While this method enables you to run reproducibly in parallel, the results can differ from a serial computation. The reason for the difference is parfor loops run in reverse order from for loops. Therefore, a serial computation can generate random numbers in a different order than a parallel computation. For unequivocal reproducibility, use the technique in Running Reproducible Parallel Computations.

Distributing Streams Explicitly

For testing or comparison using particular random number algorithms, you must set the random number generators. How do you set these generators in parallel, or initialize streams on each worker in a particular way? Or you might want to run a computation using a different sequence of random numbers than any other you have run. How can you ensure the sequence you use is statistically independent?

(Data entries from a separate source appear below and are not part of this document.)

PR #10552, opened 2022-03-28
v3.6.0 fix cc.ClickEvent target type error

arsen2010:
Re: cocos-creator/3d-tasks#

Changelog:
 *


VisualSJ (approved):

cocos/core/components/component-event-handler.ts
```diff
@@ -30,7 +30,7 @@
  */
 
 import { ccclass, type, serializable, editable, tooltip } from 'cc.decorator';
-import type { Node } from '../scene-graph';
+import { Node } from '../scene-graph';
```
minggo: Can not modify it, or it will meet error in native.
@dumganhar i remembered you modify it for native.

dumganhar: Yes, I remember that @shrinktofit suggested to add type keyword here. It seems to resolve cycle reference issues.

What errors did you get if the type keyword is not removed?

dumganhar (approved):

cocos/core/components/component-event-handler.ts
arsen2010: Error is  `@type(Node)`  would not work

VisualSJ (approved):

minggo (approved):

cocos/core/components/component-event-handler.ts
minggo: If there is not cycle reference issue. Then it is not problem.

shrinktofit (approved):

minggo (approved):

cocos/core/components/component-event-handler.ts
```diff
@@ -101,7 +101,6 @@ export class EventHandler {
      * 事件响应组件和函数所在节点
      */
     @serializable
-    @type(legacyCC.Node)
```
dumganhar, line 104: How about adding a comment to describe why we should not use `@type` decorator here and where the `type` information is registered ?

arsen2010: ok, i would add comments

dumganhar (approved):

cocos/core/components/component-event-handler.ts
shrinktofit: `@type(Node)` will introduce circular reference(_node_ -> _component_ -> _component-event-handler_ -> _node_) that's why our hack module _./component-event-handler.schema_ comes.

PR #10556, opened 2022-03-29
Modify the application interface name and remove the js keyword

qiuguohua:


native/cocos/application/ApplicationManager.h
```diff
@@ -87,7 +87,7 @@ class CC_DLL ApplicationManager {
         return app->run(argc, argv);                                         \
     } while (0)
 
-#define CC_REGISTER_GAME(className)               \
+#define CC_REGISTER_APPLICATION(className)               \
```
minggo, line 90: There is a `STARG_PLATFORM` in main.cpp, and this macro will `START_APPLICATION`, and unify them?

minggo: I mean can unify `STARG_PLATFORM ` and `CC_REGISTER_APPLICATION `?
We can require that, the class Name should be Game and we require there needs a `cocos_main`.

minggo: Then can only invoke one macro in main.cpp to setup.

qiuguohua: I've thought about this, and I tried it yesterday, and there will be a lot of problems. Because the current design is that the platform and the application are isolated.
(1) The platform layer needs to execute the main loop, in this case, the game needs to be registered in advance
(2) Some platforms do not have main (Android, ohos), so it is difficult to unify
(3) When running in server mode, an empty implementation of main is required to be built into the engine
So I still keep the original design，I will think about the design of this place sometime.

minggo: Ok. But we should keep compatible as possible.

dumganhar: @qiuguohua why revert to CC_REGISTER_APPLICATION? I remember you changed it to `CC_REGISTER_GAME`  yesterday.

minggo (approved):

native/cocos/application/ApplicationManager.h
qiuguohua: This is my mistake, because it is not appropriate to use the start application to move the main into the template layer, it is more appropriate to use the concept of registration. Yesterday, I brought the game as usual, but the inside is the application.

dumganhar (approved):

PR #10596, opened 2022-03-31
3.6 Apple replace URLConnection with URLSession

PatriceJiang:
Resolve: https://github.com/cocos/3d-tasks/issues/4687

Changelog:
 * Replace `NSURLConnection` with `NSURLSession`


minggo:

Parallel Statistics and Machine Learning Toolbox functions allow you to set random streams on each worker explicitly. For information on creating multiple streams, enter help RandStream/create at the command line. To create four independent streams using the 'mrg32k3a' generator:

s = RandStream.create('mrg32k3a','NumStreams',4,...
    'CellOutput',true);

Pass these streams to a statistical function using the Streams option. For example:

parpool(4) % if you have at least 4 cores
s = RandStream.create('mrg32k3a','NumStreams',4,...
    'CellOutput',true); % create 4 independent streams
paroptions = statset('UseParallel',true,...
    'Streams',s); % set the 4 different streams
x = [randn(700,1); 4 + 2*randn(300,1)];
latt = -4:0.01:12;
myfun = @(X) ksdensity(X,latt); 
pdfestimate = myfun(x);
B = bootstrp(200,myfun,x,'Options',paroptions);

This method of distributing streams gives each worker a different stream for the computation. However, it does not allow for a reproducible computation, because the workers perform the 200 bootstraps in an unpredictable order. If you want to perform a reproducible computation, use substreams as described in Running Reproducible Parallel Computations.

If you set the UseSubstreams option to true, then set the Streams option to a single random stream of the type that supports substreams ('mlfg6331_64' or 'mrg32k3a'). This setting gives reproducible computations.